[FEA] Use GPU compression in spill framework for better performance
Summary
When GPU memory is tight, instead of immediately spilling to host, we propose a two-tier approach:
- First, compress on GPU - Often frees 60%+ memory, stays on GPU, 10x faster than spill
- If still not enough, spill the compressed data - Still 2x faster than spilling uncompressed
Benchmark Results (100M int64 rows, 763 MB, skewed distribution)
| Method | Round-trip | GPU Freed | Host Used |
|---|---|---|---|
| Spill Only (current) | 63 ms | 100% | 763 MB |
| Compress Only | 6 ms | 62% | 0 MB |
| Compress + Spill | 30 ms | 100% | 288 MB |
Proposed Strategy
When need to free GPU memory:
1. Compress data on GPU (nvcomp Cascaded/ANS)
2. If freed space is sufficient → DONE (10x faster, no host memory used)
3. If still need more space → Spill compressed data to host (2x faster than raw spill)
Why This Works
- GPU compression is fast: ~200 GB/s (GPU internal bandwidth)
- PCIe is the bottleneck: ~25 GB/s for host transfers
- Compress first: May avoid spill entirely; if spill needed, transfer 62% less data
Non-pinned host memory shows even larger benefit (2.3x faster):
| Method | Pinned | Non-Pinned |
|---|---|---|
| Spill Only | 63 ms | 92 ms |
| Compress + Spill | 30 ms | 41 ms |
Test Configuration
- Data: 100M int64, skewed (63% < 10K, 0.1% > 1B)
- GPU: RTX 4090
- Compression: nvcomp Cascaded (RLE + Delta + BitPacking)
- PCIe: Gen4 x16
Benefits
- Faster: 10x (compress only) or 2x (compress+spill) vs current spill
- Less host memory: 0 MB or 38% of original
- Adaptive: Compress first, spill only if necessary
Related
- #11127 discusses Cascaded for shuffle optimization
- nvcomp already in RAPIDS ecosystem
@revans2 @abellina please let me know your thoughts on this direction.

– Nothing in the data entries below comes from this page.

Issue #100, opened 2017-03-21
Add job that fires APNS notifications automatically if there are commands queued


groob:
Need a worker which will 
a) ask the device to check in if a new commands was queued or a delayed one in case of NotNow. 
b) ask the device to check in every x hours (24 by default?)

jessepeterson:
@groob: what did you think of this note in #122 to address your concerns for _not_ wanting to send push notifications in some scenarios (which I agree with):

> One thing I was thinking was an attribute or some signal on each queued command that tells whether to send a push or not. In this way its up to the command-sender to decide when pushes get sent out (including some way to trigger an arbitrary push say at the end of queuing a bunch of commands).

This would allow _not_ sending pushs for queued commands when they land. Basically add a `PushRequested` to each command (defaulted to true). If this is done there may need to be a generic method to send a push notification (e.g. at the end of a group of queued commands).

Also: you'd said a device doesn't need push requests sent until after enrollment: if that's true we'll need to be able to queue new commands/behavior the moment a device enrolls (before the end of their first command) such that when the current command is done there are already more queued commands. Perhaps another event on a message bus to signal this? Not sure.

groob:
@jessepeterson I think the `PushRequested` idea merits some experimentation, but will need refinement. We'll definitely have to have something like it implemented in the long run though. 

Here's a somewhat hairy (but I expect very common) scenario to think through. 

* Device Enrolls, and we have a blueprint for the device which includes:
    - profileX
    - profileY
    - ApplicationA
    - UserAccount

* Device went through checkin process, and we queued all the commands to get that stuff from the blueprint. Now this device goes to `/connect` in a loop until we've replied with every single one of the queued commands. 
The device starts responding to use immediately with statuses:
ProfileX - Acknowledged 
ProfileY - Acknowledged
ApplicationA - NotNow - (we keep this in the queue for later)
UserAccount - Acknowledged
We respond with 200 OK and the device is done talking to us. 

... moments, minutes, hours etc later:
The user logs in. We somehow have to check in with the device and still deliver that InstallApplication command. At this point we need to start using the Push API to do it, because the device is not connecting on it's own.

The key here is that we want InstallApplication to be sent right after a user session started, but not just before, where we'll get a `NotNow`. 

Here's a log that matches the above scenario fairly closely:

[...]

PR #122, opened 2017-03-24
Send APNS push to UDID after Commands being queued.

jessepeterson:
In support of #100. Create new protobuf & message type for post-queued commands (QueuedCommand). The push service listens for these and sends an APNS push to the devices. Feedback very welcome. Note #100 will still need some sort of polling to check for devices that haven't checked in (as well as regular checkins, and NotNow handling).


jessepeterson:
One final though is how groups of commands might be orchestrated. I.e. if you wanted to queue and send 10 commands you only need the final Push notification. Currently the code would send 10 pushes. I imagine something a bit like some database abstractions use commits/rollbacks. Another method might be to simply delay the sending and not to "stack" multiple push notifications — but this terribly hacky.

push/service.go
```diff
@@ -2,20 +2,47 @@ package push
...
+	}
+	go func() {
+		for {
+			select {
+			case event := <-commandQueuedEvents:
+				udid, _, err := queue.UnmarshalQueuedCommand(event.Message)
+				if err != nil {
+					fmt.Println(err)
+				}
+				_, err = pushSvc.Push(nil, udid)
```
groob: One of the things I'd like this code to do is to _not_ send push notifications when a device enrolls. If the device is just enrolling it will continuously check in to the server until we return no more payloads. 
We'll want to handle pushing notifications to the device only after enrollment. 
Maybe each device get's it's own queue/subscription and we have Start() and Stop() methods on that queue?

Of course what I'm proposing is hard, so feel free to punt on that for now.

queue/command_queued.go
```diff
@@ -0,0 +1,21 @@
+package queue
+
+import (
+	"github.com/gogo/protobuf/proto"
+	"github.com/micromdm/micromdm/queue/internal/commandqueuedproto"
+)
+
+func MarshalQueuedCommand(udid, uuid string) ([]byte, error) {
```
groob: I'd prefer to keep Marshal, Unmarshal functions consistent across different types and packages. That means they should all have a signature like 

```
type Foo struct{}

MarshalFoo(*Foo) ([]byte, error)
UnmarhalFoo(data []byte, into *Foo) error
```

As long as we keep the methods consistent everywhere it will be easier to develop.

push/service.go
jessepeterson: One thing I was thinking was an attribute or some signal on each queued command that tells whether to send a push or not. In this way its up to the command-sender to decide when pushes get sent out (including some way to trigger an arbitrary push say at the end of queuing a bunch of commands).

queue/command_queued.go
jessepeterson: Fair enough. I only did it this way to avoid the proliferation of more little single-use structs.

queue/command_queued.go
```diff
@@ -5,17 +5,28 @@ import (
...
 )
 
-func MarshalQueuedCommand(udid, uuid string) ([]byte, error) {
+type QueueCommandQueued struct {
+	DeviceUDID  string
+	CommandUUID string
+}
+
+func MarshalQueuedCommand(cq *QueueCommandQueued) ([]byte, error) {
+	if cq == nil {
```
groob: This will cause a panic up from the caller. I would prefer 
`panic(you passed a nil thing here)` since it's a programmer error. 
or `return nil, fmt.Errorf(marshalling nil QueueCommmand)`

jessepeterson: I debated on that one. :) I'll do the latter.

PR #127, opened 2017-03-27
Add authentication to mdmctl and server

groob:
uses basic auth to set/read token

### DIFF
--- a/serve.go
+++ b/serve.go
@@ -7,6 +7,7 @@ import (
 	"crypto/tls"
 	"crypto/x509"
 	"encoding/asn1"
+	"encoding/base64"
 	"encoding/json"
 	"encoding/pem"
 	"flag"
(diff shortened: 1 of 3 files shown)


serve.go
```diff
@@ -721,3 +727,22 @@ func debugHTTPmiddleware(next http.Handler) http.Handler {
 		next.ServeHTTP(w, r)
 	})
 }
+
+func basicAuth(password string) string {
```
jessepeterson: I think I'm missing where this function is used? It looks like you've used the http `SetAuthBasic()` and `AuthBasic()` funcs.

groob: This method is actually not used right now. I should remove it.

groob:
@jessepeterson the API credentials and server url for the client are set via environment variables right now but that's temporary. 

IMO on the client we should have a `~/.micromdm/` folder in the user's home directory to preserve config.

PR #133, opened 2017-03-29
Make ~/.micromdm if it does not exist

jessepeterson:
Also use more secure file mode bits for default.json.

### DIFF
--- a/cmd/mdmctl/config.go
+++ b/cmd/mdmctl/config.go
@@ -109,7 +109,7 @@ func SaveClientConfig(cfg *ClientConfig) error {
 	if err != nil {
 		return err
 	}
-	f, err := os.OpenFile(path, os.O_WRONLY|os.O_CREATE|os.O_TRUNC, 0644)
+	f, err := os.OpenFile(path, os.O_WRONLY|os.O_CREATE|os.O_TRUNC, 0600)
 	if err != nil {
 		return err
 	}
--- a/cmd/mdmctl/config.go
+++ b/cmd/mdmctl/config.go
@@ -8,6 +8,7 @@ import (
 	"net/url"
 	"os"
 	"os/user"
+	"path"
 	"strings"
 )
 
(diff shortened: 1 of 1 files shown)


cmd/mdmctl/config.go
```diff
@@ -80,21 +81,35 @@ func setCmd(cfg *ClientConfig, args []string) error {
...
 		return "", err
 	}
-	path := usr.HomeDir + "/.micromdm/default.json"
-	return path, nil
+	return path.Join(usr.HomeDir, ".micromdm"), nil
+}
+
+func clientConfigPath() (string, error) {
+	dir, err := clientConfigDirPath()
+	return path.Join(dir, "default.json"), err
```
groob: Why the extra method?

cmd/mdmctl/config.go
```diff
@@ -80,21 +81,35 @@ func setCmd(cfg *ClientConfig, args []string) error {
...
+	if err != nil {
+		return err
+	}
+	if _, err := os.Stat(path); os.IsNotExist(err) {
+		err = os.MkdirAll(path, 0777)
+		if err != nil {
+			return err
+		}
+	}
+	path, _ = clientConfigPath()
```
groob: Don't ignore err here

cmd/mdmctl/config.go
jessepeterson: Separate func to get just the directory (to make it). Alternatively could just return an []string and have the last user path.Join() them. I don't like post-parsing path strings.

cmd/mdmctl/config.go
jessepeterson: It's not possible, the way the functions are constructed, to get an error case here.

cmd/mdmctl/config.go
groob: Imo, use a single filepath.Join(homedir, .micromdm, default.json) and return that. 
When calling Mkdirall, use filepath.Dir(path) to get the dir.

cmd/mdmctl/config.go
jessepeterson: On second thought — even though that's true (there can never be an error here — it's probably best to check anyway, in case those functions get modified.

cmd/mdmctl/config.go
jessepeterson: Yeah I don't like `Dir()` - it's unnecessary string parsing because we already know all the path elements going in.

groob: ./shrug The extra call to path.Join with a wrapped func looks more awkward to me, but I'm fine with it if that's your preference.

cmd/mdmctl/config.go
groob: Sounds good to me. Feel free to merge if you update the err check here.

cmd/mdmctl/config.go
jessepeterson: Shrug as well. The efficiency gains are unimportant here. :) We'll go for cleanliness.

cmd/mdmctl/config.go
```diff
@@ -8,6 +8,7 @@ import (
 	"net/url"
 	"os"
 	"os/user"
+	"path"
```
groob: `path/filepath` has the same methods but looks like it would handle edge cases better.

Issue #118, opened 2017-03-23
Verify the device identity certificate


groob:
We want to verify the device identity certificate which was signed by the scep CA. 
This cert is only necessary for the `/mdm/connect` endpoint. Unfortunately cert auth happens during a TLS handshake so we can't verify it in the http handler. 

Here are the options for the connect endpoint:
Bind to `:8443` (configurable by the user) and require the identity certificate there. 

or: 

use `tls.Config.GetConfigForClient func(*ClientHelloInfo) (*Config, error)` and require certificate for 
`connect.mdm.acme.co`

Either way the user has to do additional configuration.

jessepeterson:
We can also go the MDM enrollment profile `SignMessage` route which passes the client identity over a `Mdm-Signature` header. (doc'd [here](https://developer.apple.com/library/content/documentation/Miscellaneous/Reference/MobileDeviceManagementProtocolRef/6-MDM_Best_Practices/MDM_Best_Practices.html#//apple_ref/doc/uid/TP40017387-CH5-SW1)).

PR #134, opened 2017-03-29
Implement SignMessage handling to verify client SCEP certificate (#118)

jessepeterson:


serve.go
```diff
@@ -728,6 +731,64 @@ func debugHTTPmiddleware(next http.Handler) http.Handler {
 	})
 }
 
+func mdmAuthSignMessageMiddleware(db *boltdepot.Depot, next http.Handler) http.HandlerFunc {
```
groob: Can you add a TODO that this should be moved to a library later?

serve.go
```diff
@@ -728,6 +731,64 @@ func debugHTTPmiddleware(next http.Handler) http.Handler {
...
+		cert := p7.GetOnlySigner()
+		if cert == nil {
+			http.Error(w, "Invalid signer", http.StatusBadRequest)
+			return
+		}
+
+		if hasCN, err := HasCN(db, cert.Subject.CommonName, 0, cert, false); err != nil {
+			fmt.Println(err)
+			http.Error(w, "Unable to validate signature", http.StatusInternalServerError)
+		} else if hasCN != true {
```
groob: Drop the else if here. Instead write
`hasCN, err := HasCN(...`
And `return` after each if. 

Also, `!hasCN` instead of != true

serve.go
```diff
@@ -746,3 +807,28 @@ func apiAuthMiddleware(token string, next http.Handler) http.HandlerFunc {
 
 	}
 }
+
+// implement HasCN function that belongs in micromdm/scep/depot/bolt
+//   note: added bool return, different from micromdm/scep interface
```
groob: Mind opening an issue about this note in micromdm/scep?

serve.go
jessepeterson: Good catch on the return; missed that!

I like the else there — where I can I like to keep variables scoped as small/short as possible and the bigger else statement achieves that. But I don't care enough to keep it that way. :) Yes, definitely `!hasCN`. That's what I get for late night coding!

serve.go
jessepeterson: Definitely. Actually I'm not sure about merging this until its implemented in micromdm/scep? What do you think? That way I can toss the bolt.Depot struct reference and instead use a scep.Depot interface in the config struct.

jessepeterson:
One note: if you're using micromdm you'll have to re-enroll all devices after this PR is merged. Non-SignMessage clients will be rejected (as they won't be sending Mdm-Signature headers).

PR #269, opened 2017-10-27
add accountconfiguration flags to blueprint

### LINKED ISSUE #261: Blueprint should allow specifying if user is admin/if user creation should be suppressed
With the current implementation adding a user to the blueprint enables the following conditions

screen shot 2017-10-24 at 8 37 15 pm

The blueprint should allow an administrator to specify these flags.

groob:
Closes #261


groob:
This works pretty well in my testing.

PR #275, opened 2017-10-28
Added ability to store multiple servers and switch between them

natewalck:
There are a few bugs with this still, but I wanted to get it diff'd for comment sooner rather than later.

Known issues:

- If servers.json doesn't exist, it doesn't create one
- It does not migrate existing default.json yet


natewalck:
I think I mangled the logic a little for when no config exists. I'll poke at that a little more.

cmd/mdmctl/config.go
```diff
@@ -92,6 +89,9 @@ func setCmd(cfg *ClientConfig, args []string) error {
 		return err
 	}
 
+	var cfg *ServerConfig
```
groob: `cfg := new(ServerConfig)` does the same.

cmd/mdmctl/config.go
```diff
@@ -147,13 +161,31 @@ func SaveClientConfig(cfg *ClientConfig) error {
 		return err
 	}
 	defer f.Close()
+	enc := json.NewEncoder(f)
+	enc.SetIndent("", "  ")
+	return enc.Encode(clientCfg)
+}
 
+func SaveServerConfig(cfg *ServerConfig, name string) error {
```
groob: These functions can be private(lowercase).

cmd/mdmctl/config.go
```diff
@@ -147,13 +161,31 @@ func SaveClientConfig(cfg *ClientConfig) error {
...
-	enc.SetIndent("", "  ")
-	return enc.Encode(cfg)
+	clientCfg.Servers[name] = *cfg
+	return SaveClientConfig(clientCfg)
+}
+
+func SwitchServerConfig(name string) error {
+	clientCfg, err := LoadClientConfig()
+	if err != nil {
+		return nil
```
groob: return err?

natewalck:
I removed the ClientConfig initialization from the `Run` function as I thought it made more sense in the save function (if it doesn't already exist). 

Let me know if any of this is completely misguided ;)

groob:
I think the change make sense and it's consistent with other usage of the runCmd patter we use for cli subcommands. 

BTW It's inspired by this project here https://github.com/oklog/oklog/blob/f857583a70c345341d679b3f27aa542c8db70a21/cmd/oklog/main.go#L42

I'm good with merging this(Nice Work!!) but I would like to see the functions like LoadConfig/SaveConfig etc be private. This is a `main` package and it's a bit odd to see exported types in there.

groob:
One thing this commit still needs is to print that `switch` is a subcommand when you type `mdmctl config -h`

```
mdmctl config -h             

mdmctl config print
mdmctl config set -h
```

groob:
```
mdmctl config print                                                                                                                                                                             2017/10/28 17:35:17 open /Users/victor/.micromdm/servers.json: no such file or directory
```

It should either read the old style config or print a message about updating the old config.

groob:
I have looked through the PR but was not able to figure out how I can update my current configuration in `default.json`  into the new format. 
Can you describe what the upgrade path for an existing `mdmctl` user is?

natewalck:
There is no mechanism yet to convert default to servers. I forgot to add it
:)

I’ll add it probably tomorrow or Monday along with the other feedback.

groob:
Thanks Nate.

natewalck:
OK, I *think* this is done, could use a sanity check on the migration flow.

cmd/mdmctl/config.go
```diff
@@ -76,6 +78,49 @@ mdmctl config set -h
...
+	}
+	if _, err := os.Stat(configPath); !os.IsNotExist(err) {
+		cfgData, err := ioutil.ReadFile(configPath)
+		var serverCfg *ServerConfig
+		err = json.Unmarshal(cfgData, &serverCfg)
+		if err != nil {
+			fmt.Errorf("failed to unmarshal %s : %s", configPath, err)
+		}
+		fmt.Println("Found old style config. Migrate to new config?")
+		if askForConfirmation() {
```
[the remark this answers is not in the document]
natewalck: Stomp over it and delete? The only thing we must ask for is a new name for the config (or I can shove it in as "default", but then that would annoy me and make me edit the json manually)

natewalck:
Better? I think it should ask what to name the config at the bare minimum.

cmd/mdmctl/config.go
```diff
@@ -74,14 +73,44 @@ func (cmd *configCommand) Usage() error {
...
+		return err
+	}
+	if _, err := os.Stat(configPath); !os.IsNotExist(err) {
+		cfgData, err := ioutil.ReadFile(configPath)
+		var serverCfg *ServerConfig
+		err = json.Unmarshal(cfgData, &serverCfg)
+		if err != nil {
+			fmt.Errorf("failed to unmarshal %s : %s", configPath, err)
+		}
+		fmt.Println("Found old style config. Migrating to new config...")
```
groob: I meant no confirmation at all.

natewalck:
Mildly annoying, but we must run the check *only if* we are not already running the `migrate` command.

I couldn't think of a clean way to do it in the case itself.

groob:
@natewalck I like this a lot

```
mdmctl config print
Found old style config. You must migrate it to continue
Run `mdmctl config migrate -name=myconfig`

```

👍 

```
mdmctl config print
mdmctl config migrate -name=dev

{
  "active": "",
  "servers": {
    "dev": {
      "api_token": "secret",
      "server_url": "https://mdm.acme.co/",
      "skip_verify": false
    }
  }
}
```

My last remaining nit is that the name from `migrate` should be set as the active server, otherwise it's not complete

```
mdmctl get devices

UDID  SerialNumber  EnrollmentStatus  LastSeen
Get /v1/devices: unsupported protocol scheme ""
```

cmd/mdmctl/config.go
```diff
@@ -74,14 +77,51 @@ func (cmd *configCommand) Usage() error {
...
+	return nil
+}
+func migrateServerConfig(configName string) error {
+	configPath, err := namedClientConfigPath("default.json")
+	if err != nil {
+		return err
+	}
+	cfgData, err := ioutil.ReadFile(configPath)
+	if err != nil {
+		log.Fatal(err)
```
groob: return err instead of fatal

cmd/mdmctl/config.go
```diff
@@ -74,14 +77,51 @@ func (cmd *configCommand) Usage() error {
...
+	}
+	var serverCfg *ServerConfig
+	err = json.Unmarshal(cfgData, &serverCfg)
+	if err != nil {
+		fmt.Errorf("failed to unmarshal %s : %s", configPath, err)
+	}
+	err = saveServerConfig(serverCfg, configName)
```
groob: err is not checked.

groob: usually, if the err is the _only_ return, I like to use `if err := f(); err != nil { return err }` style instead of checking the error on a new line.

cmd/mdmctl/config.go
```diff
@@ -74,14 +77,51 @@ func (cmd *configCommand) Usage() error {
...
+		return err
+	}
+	cfgData, err := ioutil.ReadFile(configPath)
+	if err != nil {
+		log.Fatal(err)
+	}
+	var serverCfg *ServerConfig
+	err = json.Unmarshal(cfgData, &serverCfg)
+	if err != nil {
+		fmt.Errorf("failed to unmarshal %s : %s", configPath, err)
```
groob: fmt.Errorf does not print the error but creates one. This string will never be printed. 

I suggest changing it to `return errors.Wrapf(err, "failed to unmarshal %s", configPath)` which will return an error with some context.

natewalck:
I think this covers all comments.

groob:
```
mdmctl get devices
unable to load default config file: open /Users/victor/.micromdm/servers.json: no such file or directory
```

groob:
It does work after I switch, but any mdmctl command should catch the old config and ask for a migrate step.

cmd/mdmctl/config.go
```diff
@@ -37,16 +39,18 @@ func (cmd *configCommand) Run(args []string) error {
 		os.Exit(1)
 	}
 
-	var config *ClientConfig
-	if cfg, err := LoadClientConfig(); err == nil {
-		config = cfg
-	} else {
-		config = new(ClientConfig)
+	if strings.ToLower(args[0]) != "migrate" {
```
groob: move this to the root of the `mdmctl` command tree, not just under `config`

PR #314, opened 2017-11-09
Fix quirky Makefile ENV vars

### LINKED ISSUE #313: Makefile has no $GOPATH

Master branch @ `d8b044f`

`make deps`

Dependencies get resolved and downloaded.

### What did you see instead?

```
$ make deps

folder is clonded in the wrong place, copying to a Go Workspace
See: https://golang.org/doc/code.html#Workspaces
fatal: could not create leading directories of '/src/github.com/micromdm/micromdm': Permission denied
Makefile:41: recipe for target 'check-deps' failed
make: *** [check-deps] Error 128
```

---

I've checked to see if $GOPATH was defined, but:

```Makefile
all: build

.PHONY: build

ifndef ($(GOPATH))
	GOPATH = $(HOME)/go
endif

echo:
	echo "~: $(HOME)"
	echo "GP: $(GOPATH)"
```

```
$ make echo
echo "~: /home/<my-user>"
~: /home/<my-user>
echo "GP: "
GP: 
```

It seems the `ifndef` step is not working.

Beanow:
Fixes #313 

Because the whoami has no other dependencies, it's safe to move this up a few lines and fixes the strange quirk that `ifndef` isn't triggered while it should be.

### DIFF
--- a/Makefile
+++ b/Makefile
@@ -2,6 +2,7 @@ all: build
 
 .PHONY: build
 
+USER = $(shell whoami)
 ifndef ($(GOPATH))
 	GOPATH = $(HOME)/go
 endif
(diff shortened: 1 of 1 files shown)


Beanow:
Never mind, this does not fix, but clear the variable.

Issue #311, opened 2017-11-07
Official Docker image


Beanow:
~Is there one? And if not, can we provide it?~

Edit: can we re-implement Docker builds with official releases being tagged?

Beanow:
I see there is something here: https://hub.docker.com/r/micromdm/micromdm/tags/
However it's outdated, has no tagged releases and it's Dockerfile does not show up in this repo.

groob:
This needs to be added. Thanks for filing an issue.

groob:
Closed by #316 

I will push a release up soon.

PR #316, opened 2017-11-09
Created a Dockerfile

Beanow:
See #311 

Example usage:

```bash
$ docker run --rm -ti -p 9000:443 \
	-v micromdm-config:/var/db/micromdm \
	-v $(pwd)/.certs:/.certs \
	micromdm/micromdm:latest serve \
		-apns-cert /.certs/apns.p12 \
		-apns-password NotPublicStuff \
		-api-key VerySecretThings \
		-server-url https://your-mdm-domain:9000 \
		-tls-cert="/.certs/tls-cert.pem" \
		-tls-key="/.certs/tls-private.pem"
```

### DIFF
--- a/Dockerfile
+++ b/Dockerfile
@@ -1,0 +1,16 @@
+FROM alpine:3.6
+
+ENV MICROMDM_VERSION=v1.2.0
+RUN apk --no-cache add curl unzip ca-certificates && \
+	update-ca-certificates && \
+    curl -L https://github.com/micromdm/micromdm/releases/download/${MICROMDM_VERSION}/micromdm_${MICROMDM_VERSION}.zip -o /micromdm.zip && \
+    unzip -p /micromdm.zip build/linux/micromdm > /micromdm && \
+    rm /micromdm.zip && \
+    chmod a+x /micromdm && \
+    apk del curl unzip && \
+    echo '666e5457d396d84b1fc995886c7598741a487b50132f95305b6be44b20c7d834  micromdm' | sha256sum -c || exit 0
+
+EXPOSE 443
+VOLUME ["/var/db/micromdm"]
+ENTRYPOINT ["/micromdm"]
+CMD ["serve", "-examples"]
--- a/Dockerfile
+++ b/Dockerfile
@@ -1,16 +1,10 @@
 FROM alpine:3.6
 
-ENV MICROMDM_VERSION=v1.2.0
-RUN apk --no-cache add curl unzip ca-certificates && \
-	update-ca-certificates && \
-    curl -L https://github.com/micromdm/micromdm/releases/download/${MICROMDM_VERSION}/micromdm_${MICROMDM_VERSION}.zip -o /micromdm.zip && \
-    unzip -p /micromdm.zip build/linux/micromdm > /micromdm && \
-    rm /micromdm.zip && \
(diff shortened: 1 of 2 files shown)


Dockerfile
```diff
@@ -0,0 +1,16 @@
...
+    unzip -p /micromdm.zip build/linux/micromdm > /micromdm && \
+    rm /micromdm.zip && \
+    chmod a+x /micromdm && \
+    apk del curl unzip && \
+    echo '666e5457d396d84b1fc995886c7598741a487b50132f95305b6be44b20c7d834  micromdm' | sha256sum -c || exit 0
+
+EXPOSE 443
+VOLUME ["/var/db/micromdm"]
+ENTRYPOINT ["/micromdm"]
+CMD ["serve", "-examples"]
```
groob: CMD should be `micromdm serve` 

All the correct configuration should be passed through env vars

Dockerfile
```diff
@@ -0,0 +1,16 @@
...
+    curl -L https://github.com/micromdm/micromdm/releases/download/${MICROMDM_VERSION}/micromdm_${MICROMDM_VERSION}.zip -o /micromdm.zip && \
+    unzip -p /micromdm.zip build/linux/micromdm > /micromdm && \
+    rm /micromdm.zip && \
+    chmod a+x /micromdm && \
+    apk del curl unzip && \
+    echo '666e5457d396d84b1fc995886c7598741a487b50132f95305b6be44b20c7d834  micromdm' | sha256sum -c || exit 0
+
+EXPOSE 443
+VOLUME ["/var/db/micromdm"]
+ENTRYPOINT ["/micromdm"]
```
groob: Leave out entrypoint

Dockerfile
```diff
@@ -0,0 +1,16 @@
+FROM alpine:3.6
+
+ENV MICROMDM_VERSION=v1.2.0
+RUN apk --no-cache add curl unzip ca-certificates && \
```
groob: Build the dockerfile by cross compiling a linux dependency and using COPY to add the binary to the server, instead of pulling a release. 

Here's a good example of a Dockerfile I've written for another go project with similar startup/configuration:

https://github.com/kolide/fleet/blob/78b831a6d25f9242953b17b7e40b69aee3f698bf/Dockerfile

Dockerfile
```diff
@@ -0,0 +1,16 @@
...
+	update-ca-certificates && \
+    curl -L https://github.com/micromdm/micromdm/releases/download/${MICROMDM_VERSION}/micromdm_${MICROMDM_VERSION}.zip -o /micromdm.zip && \
+    unzip -p /micromdm.zip build/linux/micromdm > /micromdm && \
+    rm /micromdm.zip && \
+    chmod a+x /micromdm && \
+    apk del curl unzip && \
+    echo '666e5457d396d84b1fc995886c7598741a487b50132f95305b6be44b20c7d834  micromdm' | sha256sum -c || exit 0
+
+EXPOSE 443
```
groob: expose 80 for redirect to 443 as well

groob:
> @groob about using ENV vars for the configuration, while I think that's a nice addition, overhauling the config system to accept every argument as an ENV var too is a bit beyond the scope of my contribution.


Agreed about that. I just looked back because I thought I was already doing that.

PR #318, opened 2017-11-12
Support supplied depsim URL

jessepeterson:


serve.go
```diff
@@ -755,9 +755,8 @@ func (c *config) depClient() (dep.Client, error) {
 	}
 
 	depServerURL := "https://mdmenrollment.apple.com"
-	if depsim {
-		// TODO: support supplied depsim URL
-		depServerURL = "http://dep.micromdm.io:9000"
+	if depsim != "" {
```
groob: Why the same check twice? If it can be checked right above I'd move the assignment there.

jessepeterson: No reason. Just replaced the existing code. I can rearrange.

Maybe you have already discussed this before, but didn't find related issues.
Also, the benchmark so far is no where near comprehensive. We may need to try out different types of data, different distribution, etc.
I like this. My main concerns are
- What happens if we don't have enough memory to do the compression? We always need a safe fallback that guarantees success.
- How do we know how much scratch memory will be needed to do the compression?
- Do we need an alternative approach for Grace-Hopper or DGX Spark where the connection between host and device is either very cheap (like Grace-Hopper) or effectively free (like DGX Spark).
The first two we need to solve so that we can have confidence it will always work. The last one is something I want to be sure we think about so that we can get optimal performance in as many cases as possible.